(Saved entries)
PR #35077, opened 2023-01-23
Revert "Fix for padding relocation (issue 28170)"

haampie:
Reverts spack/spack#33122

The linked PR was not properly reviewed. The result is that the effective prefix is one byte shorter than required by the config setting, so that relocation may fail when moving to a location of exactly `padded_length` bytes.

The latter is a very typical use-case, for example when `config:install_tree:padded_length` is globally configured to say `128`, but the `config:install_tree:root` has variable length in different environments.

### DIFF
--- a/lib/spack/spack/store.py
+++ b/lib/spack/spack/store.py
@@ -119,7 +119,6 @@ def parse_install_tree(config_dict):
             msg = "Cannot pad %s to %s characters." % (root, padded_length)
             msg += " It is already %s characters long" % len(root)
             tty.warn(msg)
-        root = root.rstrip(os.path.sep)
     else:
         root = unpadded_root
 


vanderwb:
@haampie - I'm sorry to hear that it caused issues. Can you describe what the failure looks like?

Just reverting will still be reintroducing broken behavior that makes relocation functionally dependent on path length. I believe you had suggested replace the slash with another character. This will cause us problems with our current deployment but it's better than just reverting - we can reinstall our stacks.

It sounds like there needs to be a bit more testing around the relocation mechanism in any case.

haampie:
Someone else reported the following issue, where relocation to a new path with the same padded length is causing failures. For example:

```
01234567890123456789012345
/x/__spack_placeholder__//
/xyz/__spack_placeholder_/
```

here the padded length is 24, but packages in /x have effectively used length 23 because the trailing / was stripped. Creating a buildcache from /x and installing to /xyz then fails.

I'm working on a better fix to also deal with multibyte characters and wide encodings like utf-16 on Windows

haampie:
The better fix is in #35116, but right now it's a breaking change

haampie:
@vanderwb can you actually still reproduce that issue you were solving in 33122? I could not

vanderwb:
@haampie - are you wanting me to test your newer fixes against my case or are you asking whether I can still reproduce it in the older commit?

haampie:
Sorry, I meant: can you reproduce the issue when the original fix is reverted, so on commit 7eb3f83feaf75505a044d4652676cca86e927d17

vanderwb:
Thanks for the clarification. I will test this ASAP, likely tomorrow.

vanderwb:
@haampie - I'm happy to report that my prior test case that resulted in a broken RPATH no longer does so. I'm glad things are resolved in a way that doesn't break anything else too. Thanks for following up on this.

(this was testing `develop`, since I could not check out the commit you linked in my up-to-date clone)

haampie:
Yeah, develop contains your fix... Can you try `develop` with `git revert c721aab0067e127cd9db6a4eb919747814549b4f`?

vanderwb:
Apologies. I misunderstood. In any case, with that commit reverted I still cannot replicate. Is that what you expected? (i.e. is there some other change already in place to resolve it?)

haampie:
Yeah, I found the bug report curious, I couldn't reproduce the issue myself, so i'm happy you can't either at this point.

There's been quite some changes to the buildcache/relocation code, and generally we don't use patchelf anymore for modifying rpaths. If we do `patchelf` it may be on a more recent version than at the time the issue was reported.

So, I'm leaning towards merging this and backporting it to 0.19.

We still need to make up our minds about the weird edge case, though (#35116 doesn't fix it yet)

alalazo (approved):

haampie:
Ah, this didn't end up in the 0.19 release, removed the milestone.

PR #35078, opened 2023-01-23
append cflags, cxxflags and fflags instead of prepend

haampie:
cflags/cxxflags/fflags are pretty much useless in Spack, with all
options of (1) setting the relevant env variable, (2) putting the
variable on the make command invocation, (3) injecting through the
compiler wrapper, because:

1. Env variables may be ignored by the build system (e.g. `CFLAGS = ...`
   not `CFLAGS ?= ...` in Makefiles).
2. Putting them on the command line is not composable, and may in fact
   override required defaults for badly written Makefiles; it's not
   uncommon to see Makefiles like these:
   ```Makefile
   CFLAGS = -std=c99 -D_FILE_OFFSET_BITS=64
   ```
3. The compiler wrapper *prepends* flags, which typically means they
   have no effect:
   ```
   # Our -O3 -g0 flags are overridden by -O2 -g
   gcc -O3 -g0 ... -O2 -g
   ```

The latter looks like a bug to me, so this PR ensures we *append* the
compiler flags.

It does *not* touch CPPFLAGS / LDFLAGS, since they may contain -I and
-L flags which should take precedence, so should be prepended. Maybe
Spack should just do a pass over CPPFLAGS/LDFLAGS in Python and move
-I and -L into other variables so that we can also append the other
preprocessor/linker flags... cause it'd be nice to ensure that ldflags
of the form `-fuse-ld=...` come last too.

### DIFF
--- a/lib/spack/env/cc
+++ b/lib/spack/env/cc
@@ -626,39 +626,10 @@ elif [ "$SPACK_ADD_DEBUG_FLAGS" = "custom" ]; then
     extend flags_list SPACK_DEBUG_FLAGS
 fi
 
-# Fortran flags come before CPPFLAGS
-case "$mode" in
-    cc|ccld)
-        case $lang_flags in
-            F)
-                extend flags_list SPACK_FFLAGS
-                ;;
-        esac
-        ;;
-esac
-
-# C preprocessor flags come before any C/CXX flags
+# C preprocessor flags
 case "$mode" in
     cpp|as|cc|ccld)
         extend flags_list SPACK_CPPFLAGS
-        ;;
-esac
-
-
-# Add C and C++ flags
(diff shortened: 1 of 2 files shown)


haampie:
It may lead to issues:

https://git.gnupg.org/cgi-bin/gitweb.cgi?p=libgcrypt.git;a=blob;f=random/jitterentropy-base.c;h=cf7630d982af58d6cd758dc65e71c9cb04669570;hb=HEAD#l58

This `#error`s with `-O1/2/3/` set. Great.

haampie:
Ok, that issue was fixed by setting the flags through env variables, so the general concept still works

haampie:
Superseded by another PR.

What you have to do: Copy each line containing the word "reported" from the data.

Completed task:
Someone else reported the following issue, where relocation to a new path with the same padded length is causing failures. For example:
There's been quite some changes to the buildcache/relocation code, and generally we don't use patchelf anymore for modifying rpaths. If we do `patchelf` it may be on a more recent version than at the time the issue was reported.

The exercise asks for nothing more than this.